## WHAT NEEDS TO BE DONE
I need every line that includes the word "check" copied from the material.

## INFORMATION SUPPLIED
PR #1178, opened 2024-11-17
fix: allow users to disable the homebrew check

isabelroses:
With the recent addition of https://github.com/LnL7/nix-darwin/pull/961, this unintentionally broke [nix-homebrew](https://github.com/zhaofengli/nix-homebrew) see [the issue](https://github.com/zhaofengli/nix-homebrew/issues/45). Thus this PR implments `system.checks.verifyHomebrewInstall` as a way to disable the check allowing nix-homebrew to function normally if users disable it.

## EXERCISE OUTPUT
fix: allow users to disable the homebrew check
With the recent addition of https://github.com/LnL7/nix-darwin/pull/961, this unintentionally broke [nix-homebrew](https://github.com/zhaofengli/nix-homebrew) see [the issue](https://github.com/zhaofengli/nix-homebrew/issues/45). Thus this PR implments `system.checks.verifyHomebrewInstall` as a way to disable the check allowing nix-homebrew to function normally if users disable it.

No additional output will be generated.